**WHAT THE TASK ASKS**
The required result is every line of the records that includes "lists".

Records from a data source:
Segment Open
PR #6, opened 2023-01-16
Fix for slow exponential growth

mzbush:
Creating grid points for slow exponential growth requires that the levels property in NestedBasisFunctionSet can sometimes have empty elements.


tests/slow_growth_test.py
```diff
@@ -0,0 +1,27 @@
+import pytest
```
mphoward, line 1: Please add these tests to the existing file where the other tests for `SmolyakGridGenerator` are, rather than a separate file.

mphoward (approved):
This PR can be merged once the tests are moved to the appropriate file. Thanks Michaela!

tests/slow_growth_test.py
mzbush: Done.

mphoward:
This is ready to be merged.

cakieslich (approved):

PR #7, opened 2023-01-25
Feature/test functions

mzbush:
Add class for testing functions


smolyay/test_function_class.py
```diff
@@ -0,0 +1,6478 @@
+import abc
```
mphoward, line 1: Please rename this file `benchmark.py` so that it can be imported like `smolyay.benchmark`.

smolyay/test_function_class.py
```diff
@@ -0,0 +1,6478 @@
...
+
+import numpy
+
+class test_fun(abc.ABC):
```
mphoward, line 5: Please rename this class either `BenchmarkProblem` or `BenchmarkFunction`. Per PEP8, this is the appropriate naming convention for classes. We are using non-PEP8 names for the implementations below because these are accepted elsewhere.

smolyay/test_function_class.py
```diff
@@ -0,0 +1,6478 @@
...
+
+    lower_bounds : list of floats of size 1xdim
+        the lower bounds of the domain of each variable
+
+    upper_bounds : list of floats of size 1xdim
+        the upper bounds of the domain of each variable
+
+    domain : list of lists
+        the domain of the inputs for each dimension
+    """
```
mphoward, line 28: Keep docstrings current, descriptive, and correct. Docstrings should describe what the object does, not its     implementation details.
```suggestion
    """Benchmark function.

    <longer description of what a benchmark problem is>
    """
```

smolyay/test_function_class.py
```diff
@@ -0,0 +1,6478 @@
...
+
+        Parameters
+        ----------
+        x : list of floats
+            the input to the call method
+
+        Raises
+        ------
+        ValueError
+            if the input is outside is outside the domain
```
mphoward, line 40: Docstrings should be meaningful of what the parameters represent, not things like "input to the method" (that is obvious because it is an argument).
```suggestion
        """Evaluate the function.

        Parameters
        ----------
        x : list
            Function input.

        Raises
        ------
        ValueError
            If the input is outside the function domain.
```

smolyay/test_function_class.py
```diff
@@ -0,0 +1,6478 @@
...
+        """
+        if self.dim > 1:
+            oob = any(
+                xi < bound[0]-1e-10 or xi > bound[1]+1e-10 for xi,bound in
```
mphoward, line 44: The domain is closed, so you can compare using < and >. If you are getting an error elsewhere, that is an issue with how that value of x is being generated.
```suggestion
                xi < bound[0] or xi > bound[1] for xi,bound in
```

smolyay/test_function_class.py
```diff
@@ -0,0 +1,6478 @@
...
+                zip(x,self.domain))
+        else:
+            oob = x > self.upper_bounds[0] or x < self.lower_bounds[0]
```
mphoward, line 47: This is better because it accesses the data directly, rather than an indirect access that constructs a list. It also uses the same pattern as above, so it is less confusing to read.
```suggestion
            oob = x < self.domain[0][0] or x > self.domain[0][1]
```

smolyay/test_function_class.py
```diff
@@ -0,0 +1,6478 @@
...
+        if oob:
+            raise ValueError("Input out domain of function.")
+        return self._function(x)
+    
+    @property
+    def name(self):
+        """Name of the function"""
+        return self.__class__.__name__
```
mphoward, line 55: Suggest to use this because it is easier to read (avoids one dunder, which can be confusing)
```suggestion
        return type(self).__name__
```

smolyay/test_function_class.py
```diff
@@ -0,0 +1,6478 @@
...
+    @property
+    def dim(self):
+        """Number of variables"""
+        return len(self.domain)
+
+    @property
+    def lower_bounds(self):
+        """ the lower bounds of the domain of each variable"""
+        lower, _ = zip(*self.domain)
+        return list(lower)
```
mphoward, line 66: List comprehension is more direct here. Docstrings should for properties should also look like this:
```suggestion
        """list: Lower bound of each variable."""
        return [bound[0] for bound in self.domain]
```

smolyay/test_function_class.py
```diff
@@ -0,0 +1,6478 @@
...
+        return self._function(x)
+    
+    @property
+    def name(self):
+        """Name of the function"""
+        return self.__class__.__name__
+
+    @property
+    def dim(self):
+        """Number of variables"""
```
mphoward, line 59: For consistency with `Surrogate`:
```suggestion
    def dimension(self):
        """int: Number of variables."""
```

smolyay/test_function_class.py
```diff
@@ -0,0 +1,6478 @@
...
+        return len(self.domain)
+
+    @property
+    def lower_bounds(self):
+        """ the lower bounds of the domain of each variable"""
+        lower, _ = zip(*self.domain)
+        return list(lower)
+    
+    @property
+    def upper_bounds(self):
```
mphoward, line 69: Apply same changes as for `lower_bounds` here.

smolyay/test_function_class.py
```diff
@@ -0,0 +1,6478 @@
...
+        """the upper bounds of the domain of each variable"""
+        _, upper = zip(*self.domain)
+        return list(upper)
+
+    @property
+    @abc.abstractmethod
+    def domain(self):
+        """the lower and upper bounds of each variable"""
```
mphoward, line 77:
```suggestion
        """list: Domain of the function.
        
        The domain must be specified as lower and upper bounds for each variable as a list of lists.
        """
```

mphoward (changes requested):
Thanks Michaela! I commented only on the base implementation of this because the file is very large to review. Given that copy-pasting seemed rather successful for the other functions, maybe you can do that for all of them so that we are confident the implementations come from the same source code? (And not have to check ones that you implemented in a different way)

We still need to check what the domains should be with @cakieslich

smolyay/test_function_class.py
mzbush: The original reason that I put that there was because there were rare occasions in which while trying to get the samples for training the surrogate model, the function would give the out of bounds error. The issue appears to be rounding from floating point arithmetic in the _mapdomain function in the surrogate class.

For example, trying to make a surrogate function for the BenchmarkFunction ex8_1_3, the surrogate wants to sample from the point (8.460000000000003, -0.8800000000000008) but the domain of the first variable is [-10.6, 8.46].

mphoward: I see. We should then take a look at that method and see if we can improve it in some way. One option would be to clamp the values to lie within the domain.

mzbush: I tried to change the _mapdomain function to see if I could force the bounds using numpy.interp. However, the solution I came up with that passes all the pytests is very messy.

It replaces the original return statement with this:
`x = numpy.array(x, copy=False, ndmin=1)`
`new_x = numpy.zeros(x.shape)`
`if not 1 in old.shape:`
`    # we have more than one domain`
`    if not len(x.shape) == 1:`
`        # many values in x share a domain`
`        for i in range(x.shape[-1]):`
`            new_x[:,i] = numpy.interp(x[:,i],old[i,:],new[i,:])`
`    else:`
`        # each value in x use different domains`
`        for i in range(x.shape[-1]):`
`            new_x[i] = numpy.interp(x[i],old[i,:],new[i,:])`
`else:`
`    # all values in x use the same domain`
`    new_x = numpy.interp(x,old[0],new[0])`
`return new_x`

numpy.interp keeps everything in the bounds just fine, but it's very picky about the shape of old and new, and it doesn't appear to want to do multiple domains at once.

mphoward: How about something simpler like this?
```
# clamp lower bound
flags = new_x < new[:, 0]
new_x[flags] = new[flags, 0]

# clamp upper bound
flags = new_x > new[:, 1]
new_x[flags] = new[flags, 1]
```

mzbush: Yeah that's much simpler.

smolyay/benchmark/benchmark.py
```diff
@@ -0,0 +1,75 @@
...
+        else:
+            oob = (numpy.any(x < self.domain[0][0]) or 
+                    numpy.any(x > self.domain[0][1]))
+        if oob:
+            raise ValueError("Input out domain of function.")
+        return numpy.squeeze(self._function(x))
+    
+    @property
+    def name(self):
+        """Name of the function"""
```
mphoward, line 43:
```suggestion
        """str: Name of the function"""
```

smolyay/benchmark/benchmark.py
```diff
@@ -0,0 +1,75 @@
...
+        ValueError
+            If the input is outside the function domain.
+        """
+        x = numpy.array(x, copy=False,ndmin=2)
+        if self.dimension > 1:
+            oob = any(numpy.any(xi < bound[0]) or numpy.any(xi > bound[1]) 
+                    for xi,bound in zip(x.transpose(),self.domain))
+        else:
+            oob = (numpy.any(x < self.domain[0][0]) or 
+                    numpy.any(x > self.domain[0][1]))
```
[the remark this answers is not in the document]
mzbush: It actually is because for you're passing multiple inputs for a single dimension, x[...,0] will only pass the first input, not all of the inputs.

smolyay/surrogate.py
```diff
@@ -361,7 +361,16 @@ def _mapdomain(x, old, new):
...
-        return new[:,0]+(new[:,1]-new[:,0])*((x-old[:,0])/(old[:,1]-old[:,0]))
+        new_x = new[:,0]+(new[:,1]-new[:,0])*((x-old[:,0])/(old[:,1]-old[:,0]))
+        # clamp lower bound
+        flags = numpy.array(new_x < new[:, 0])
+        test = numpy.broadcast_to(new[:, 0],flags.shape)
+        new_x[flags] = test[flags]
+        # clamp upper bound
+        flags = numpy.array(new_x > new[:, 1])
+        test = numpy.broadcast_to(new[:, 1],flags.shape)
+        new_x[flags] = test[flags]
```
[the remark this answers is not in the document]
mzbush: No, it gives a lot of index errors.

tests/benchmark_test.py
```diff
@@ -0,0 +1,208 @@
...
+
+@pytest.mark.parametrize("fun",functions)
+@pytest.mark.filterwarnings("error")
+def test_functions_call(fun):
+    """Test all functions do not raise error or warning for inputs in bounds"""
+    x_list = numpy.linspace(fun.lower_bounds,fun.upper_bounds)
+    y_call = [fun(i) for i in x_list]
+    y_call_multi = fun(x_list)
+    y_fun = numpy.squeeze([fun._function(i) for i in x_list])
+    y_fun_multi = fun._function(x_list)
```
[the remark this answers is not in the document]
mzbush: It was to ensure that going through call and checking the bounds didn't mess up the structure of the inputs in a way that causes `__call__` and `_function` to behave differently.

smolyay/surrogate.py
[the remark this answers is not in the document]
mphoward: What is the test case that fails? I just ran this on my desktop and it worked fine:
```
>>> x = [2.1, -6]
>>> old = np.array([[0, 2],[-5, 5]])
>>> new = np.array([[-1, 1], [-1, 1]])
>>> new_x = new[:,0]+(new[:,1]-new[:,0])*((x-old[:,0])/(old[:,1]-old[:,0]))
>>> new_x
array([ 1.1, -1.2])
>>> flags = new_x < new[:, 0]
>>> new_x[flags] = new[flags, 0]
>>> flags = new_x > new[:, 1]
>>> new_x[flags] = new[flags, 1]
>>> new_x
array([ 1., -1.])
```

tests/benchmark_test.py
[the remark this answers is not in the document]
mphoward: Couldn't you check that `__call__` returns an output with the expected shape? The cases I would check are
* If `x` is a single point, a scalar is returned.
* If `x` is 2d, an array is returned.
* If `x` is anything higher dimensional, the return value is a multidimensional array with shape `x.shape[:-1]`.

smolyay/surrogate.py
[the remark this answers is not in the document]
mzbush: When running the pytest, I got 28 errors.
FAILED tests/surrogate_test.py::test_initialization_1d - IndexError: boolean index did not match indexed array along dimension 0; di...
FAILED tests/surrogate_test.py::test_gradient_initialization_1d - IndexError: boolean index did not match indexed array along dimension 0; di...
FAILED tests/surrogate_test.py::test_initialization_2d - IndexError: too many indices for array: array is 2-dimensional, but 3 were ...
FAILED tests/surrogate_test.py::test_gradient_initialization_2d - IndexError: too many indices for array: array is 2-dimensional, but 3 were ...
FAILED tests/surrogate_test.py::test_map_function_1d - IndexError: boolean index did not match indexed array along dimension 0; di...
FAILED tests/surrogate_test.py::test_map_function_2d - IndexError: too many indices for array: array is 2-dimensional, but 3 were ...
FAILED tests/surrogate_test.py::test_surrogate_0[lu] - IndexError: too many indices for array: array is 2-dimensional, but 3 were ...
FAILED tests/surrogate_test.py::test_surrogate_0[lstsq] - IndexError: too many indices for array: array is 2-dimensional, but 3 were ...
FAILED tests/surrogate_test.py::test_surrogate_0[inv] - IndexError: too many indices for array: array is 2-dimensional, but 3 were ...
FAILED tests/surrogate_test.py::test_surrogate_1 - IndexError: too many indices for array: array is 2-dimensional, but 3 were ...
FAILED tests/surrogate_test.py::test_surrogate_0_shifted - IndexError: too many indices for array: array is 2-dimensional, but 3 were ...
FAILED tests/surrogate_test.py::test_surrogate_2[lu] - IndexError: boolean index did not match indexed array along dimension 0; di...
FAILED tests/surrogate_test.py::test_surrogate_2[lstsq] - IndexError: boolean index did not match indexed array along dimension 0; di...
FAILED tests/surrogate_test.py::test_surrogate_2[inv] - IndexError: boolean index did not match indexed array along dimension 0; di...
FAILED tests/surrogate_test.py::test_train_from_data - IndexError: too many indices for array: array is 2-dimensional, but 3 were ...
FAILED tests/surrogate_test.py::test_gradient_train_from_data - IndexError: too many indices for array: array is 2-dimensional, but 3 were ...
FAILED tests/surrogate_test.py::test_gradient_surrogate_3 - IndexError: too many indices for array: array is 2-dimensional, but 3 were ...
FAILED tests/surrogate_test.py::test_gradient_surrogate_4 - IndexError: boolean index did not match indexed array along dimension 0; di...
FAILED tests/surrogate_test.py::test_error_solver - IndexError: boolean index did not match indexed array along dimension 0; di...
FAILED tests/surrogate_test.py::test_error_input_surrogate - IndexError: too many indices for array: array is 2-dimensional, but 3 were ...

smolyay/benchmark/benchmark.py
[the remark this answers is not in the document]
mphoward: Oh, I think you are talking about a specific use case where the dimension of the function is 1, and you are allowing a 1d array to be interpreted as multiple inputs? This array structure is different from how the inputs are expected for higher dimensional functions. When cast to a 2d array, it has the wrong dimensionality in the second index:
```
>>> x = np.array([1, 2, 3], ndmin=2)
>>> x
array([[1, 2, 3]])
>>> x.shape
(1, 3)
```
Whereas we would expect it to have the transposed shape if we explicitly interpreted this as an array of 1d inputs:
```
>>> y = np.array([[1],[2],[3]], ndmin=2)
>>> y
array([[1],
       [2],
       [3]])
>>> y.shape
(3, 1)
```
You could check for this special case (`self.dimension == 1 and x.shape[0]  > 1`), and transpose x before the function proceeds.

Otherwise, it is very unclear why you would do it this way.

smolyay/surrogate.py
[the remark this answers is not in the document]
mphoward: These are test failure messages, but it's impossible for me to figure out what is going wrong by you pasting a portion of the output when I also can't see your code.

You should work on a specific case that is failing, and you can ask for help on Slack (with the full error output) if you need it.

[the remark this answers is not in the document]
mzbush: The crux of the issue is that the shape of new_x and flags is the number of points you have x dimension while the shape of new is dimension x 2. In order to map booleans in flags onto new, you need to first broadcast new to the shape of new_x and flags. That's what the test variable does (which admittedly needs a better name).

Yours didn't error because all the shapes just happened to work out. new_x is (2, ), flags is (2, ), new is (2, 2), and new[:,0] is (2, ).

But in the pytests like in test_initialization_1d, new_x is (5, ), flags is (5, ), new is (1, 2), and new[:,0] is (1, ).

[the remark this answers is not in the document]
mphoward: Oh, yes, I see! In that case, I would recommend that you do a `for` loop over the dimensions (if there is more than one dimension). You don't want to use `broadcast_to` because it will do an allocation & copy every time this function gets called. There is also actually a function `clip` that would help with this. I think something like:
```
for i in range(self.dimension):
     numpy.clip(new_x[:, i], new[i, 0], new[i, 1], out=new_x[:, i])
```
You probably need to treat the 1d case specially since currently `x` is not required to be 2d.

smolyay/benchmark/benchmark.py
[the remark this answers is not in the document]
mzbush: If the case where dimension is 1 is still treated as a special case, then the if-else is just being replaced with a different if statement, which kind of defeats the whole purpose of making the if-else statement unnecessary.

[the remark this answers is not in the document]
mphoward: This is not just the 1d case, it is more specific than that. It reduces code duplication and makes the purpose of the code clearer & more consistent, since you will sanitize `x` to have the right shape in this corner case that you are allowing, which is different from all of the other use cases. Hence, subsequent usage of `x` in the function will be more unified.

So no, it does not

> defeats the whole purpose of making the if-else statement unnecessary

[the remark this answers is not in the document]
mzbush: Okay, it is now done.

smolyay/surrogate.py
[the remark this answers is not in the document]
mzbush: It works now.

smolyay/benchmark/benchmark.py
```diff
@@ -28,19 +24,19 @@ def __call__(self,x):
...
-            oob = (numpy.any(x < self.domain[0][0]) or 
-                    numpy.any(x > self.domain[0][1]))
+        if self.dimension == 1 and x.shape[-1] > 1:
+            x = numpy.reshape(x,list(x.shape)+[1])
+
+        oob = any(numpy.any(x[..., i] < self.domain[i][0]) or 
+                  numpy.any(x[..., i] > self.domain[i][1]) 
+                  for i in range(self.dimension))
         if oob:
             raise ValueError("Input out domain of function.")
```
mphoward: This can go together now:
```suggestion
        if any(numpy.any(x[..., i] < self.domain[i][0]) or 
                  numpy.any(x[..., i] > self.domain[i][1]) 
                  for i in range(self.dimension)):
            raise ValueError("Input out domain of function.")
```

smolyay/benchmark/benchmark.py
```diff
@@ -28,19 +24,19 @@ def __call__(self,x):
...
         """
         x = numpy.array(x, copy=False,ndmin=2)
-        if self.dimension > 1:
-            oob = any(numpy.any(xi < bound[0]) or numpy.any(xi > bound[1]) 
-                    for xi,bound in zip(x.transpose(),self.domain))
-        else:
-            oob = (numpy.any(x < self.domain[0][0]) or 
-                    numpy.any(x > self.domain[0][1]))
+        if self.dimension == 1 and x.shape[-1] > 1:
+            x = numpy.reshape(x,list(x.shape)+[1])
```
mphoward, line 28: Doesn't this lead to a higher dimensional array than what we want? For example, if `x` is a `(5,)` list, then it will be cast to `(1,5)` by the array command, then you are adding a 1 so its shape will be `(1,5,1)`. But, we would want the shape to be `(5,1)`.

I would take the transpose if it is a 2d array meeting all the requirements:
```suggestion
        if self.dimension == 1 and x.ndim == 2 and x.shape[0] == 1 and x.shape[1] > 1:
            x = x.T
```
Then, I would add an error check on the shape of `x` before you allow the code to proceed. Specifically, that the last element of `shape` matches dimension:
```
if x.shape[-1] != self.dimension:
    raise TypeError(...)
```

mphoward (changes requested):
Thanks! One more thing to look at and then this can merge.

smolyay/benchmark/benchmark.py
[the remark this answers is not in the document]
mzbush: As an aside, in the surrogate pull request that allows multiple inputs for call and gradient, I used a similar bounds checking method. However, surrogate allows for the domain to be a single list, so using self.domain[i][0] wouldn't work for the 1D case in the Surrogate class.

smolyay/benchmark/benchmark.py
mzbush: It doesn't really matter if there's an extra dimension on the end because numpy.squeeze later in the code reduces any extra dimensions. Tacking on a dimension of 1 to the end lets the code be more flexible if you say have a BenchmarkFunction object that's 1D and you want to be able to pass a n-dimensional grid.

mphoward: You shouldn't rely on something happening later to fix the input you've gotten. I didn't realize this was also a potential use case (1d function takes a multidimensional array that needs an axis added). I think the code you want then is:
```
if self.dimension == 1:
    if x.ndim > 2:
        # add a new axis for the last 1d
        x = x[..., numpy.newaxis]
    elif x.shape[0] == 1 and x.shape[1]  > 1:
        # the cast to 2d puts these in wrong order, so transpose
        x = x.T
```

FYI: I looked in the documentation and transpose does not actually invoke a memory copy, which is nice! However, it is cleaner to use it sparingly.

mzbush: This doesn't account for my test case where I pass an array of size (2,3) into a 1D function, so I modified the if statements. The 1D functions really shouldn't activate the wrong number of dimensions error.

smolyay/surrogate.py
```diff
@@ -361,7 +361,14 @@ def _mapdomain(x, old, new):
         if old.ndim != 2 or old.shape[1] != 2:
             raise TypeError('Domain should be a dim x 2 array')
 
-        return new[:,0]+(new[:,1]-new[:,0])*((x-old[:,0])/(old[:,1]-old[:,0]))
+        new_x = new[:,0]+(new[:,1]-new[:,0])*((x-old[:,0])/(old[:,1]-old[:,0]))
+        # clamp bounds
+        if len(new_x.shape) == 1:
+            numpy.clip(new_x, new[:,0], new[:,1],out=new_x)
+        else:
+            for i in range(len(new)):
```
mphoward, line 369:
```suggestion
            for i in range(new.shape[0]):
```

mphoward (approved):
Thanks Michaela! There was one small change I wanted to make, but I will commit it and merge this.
Segment Closed
**WRITTEN ANSWER**
+    domain : list of lists
        The domain must be specified as lower and upper bounds for each variable as a list of lists.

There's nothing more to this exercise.